The secret to early spring planting is knowing what likes cool weather and what doesn’t. Cucumbers can be put back on the shelf for at least two more months, but homesteader peas will reward the gardener who knows enough to plant them when the maple sap is running, long before the forsythia starts to bloom.
They rather enjoy a row cover for a while, but it is not totally necessary. The young plants will handle a late snowfall or several frosty nights with patience and will fill out the bed luxuriously, providing an abundance of peas by the time the tomatoes and peppers and sweet potatoes are ready to transplant into the garden.
Fava beans, spinach and onion sets enjoy a very early planting, along with parsley and cabbage.
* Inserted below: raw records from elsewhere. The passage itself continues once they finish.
PR #3176, opened 2026-06-19
feat(provider): make openai, anthropic, google, and amazon-bedrock optional

dgageot:
Projects embedding docker-agent can now drop model providers they don't need, shrinking both the binary and transitive dependency graph. The largest win is dropping the AWS SDK (`aws-sdk-go-v2`) via the `docker_agent_no_bedrock` tag, which eliminates the entire Bedrock integration and its 61-package dependency tree.

The monolithic `pkg/model/provider/factory.go` was split into a shared dispatch core plus one self-registering file per optional provider, each gated by a build tag. Providers register into the dispatch map via `init()`, and a model whose provider was compiled out fails at construction time with a clear "not compiled into this build" error. All providers are included by default; pass a tag to opt out of unwanted ones.

Build flags (all included by default; use tags to exclude):

- `docker_agent_no_openai` — drops `github.com/openai/openai-go`
- `docker_agent_no_anthropic` — drops `github.com/anthropics/anthropic-sdk-go`
- `docker_agent_no_google` — drops `google.golang.org/genai` and Vertex AI / cloud auth stack
- `docker_agent_no_bedrock` — drops the `github.com/aws/aws-sdk-go-v2` stack

Example: `go build -tags 'docker_agent_no_bedrock docker_agent_no_openai' ...`

Tags are prefixed with `docker_agent_` because Go build tags are global to a build (not scoped per module), so a bare `no_openai` would collide with an embedding project's own tags. The rationale and full tag list are documented in the package doc via `go doc` / pkg.go.dev.

One caveat: anthropic and openai SDKs are also imported by the google provider's Vertex Model Garden support, so they only fully drop when combined with `docker_agent_no_google`. The `openai-go` and `genai` packages also appear elsewhere (`dmr/oaistream`, `chatserver`, `pkg/a2a`), so those won't leave the module graph entirely. The dmr provider and rule-based router remain always compiled in. Builds pass with every tag combination and without any tags; js/wasm still builds; lint is clean.


docker-agent (commented):
### Assessment: 🟢 APPROVE

The provider opt-out refactoring is well-structured. The split from a monolithic `factory.go` into per-provider self-registering files (`factory_openai.go`, `factory_anthropic.go`, `factory_google.go`, `factory_bedrock.go`) is clean and correct. Build tag syntax (`//go:build !docker_agent_no_<provider>`) is syntactically valid. The `providerFactories` map is initialized before `init()` runs, and the `registerProviderFactory` panic-on-duplicate acts as an intentional safety net against misconfigured builds. All four providers are included by default; the `docker_agent_` prefix on tags avoids collision with embedding projects.

**Minor hygiene notes** (no action required):
- A few test files (`custom_provider_test.go`, etc.) lack build-tag guards matching their factory dependencies. This is harmless today since none of those tests call `New()` with a provider-specific path, but adding guards would make the intent explicit.
- `schema_test.go` always imports SDK sub-packages regardless of build tags, so test binaries won't fully tree-shake even when provider tags are set — this is expected given those sub-packages appear elsewhere in the module.

trungutt (approved):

And then about a month before the first frost free date the lettuce, beets, broccoli, parsnips and turnip can go in. You can find frost dates on the Farmer’s Almanac website.
Snap beans need to wait for the first frost free date, but for the risk taker who likes to have the earliest beans, royal burgundy beans could be planted a week earlier. Another trick with beans is to use only black or brown seeds for the first planting. White seeds need a warmer soil to keep them from rotting.
Potatoes could be started before the last frost free date, but they are just as happy developing long eyes in a basement and then being planted after the ground has warmed. They can even go in after the peas are done and will still give a good harvest.
Cucumbers, melons, squash, corn, and sweet potatoes need to wait until at least a couple of weeks after the first frost free date.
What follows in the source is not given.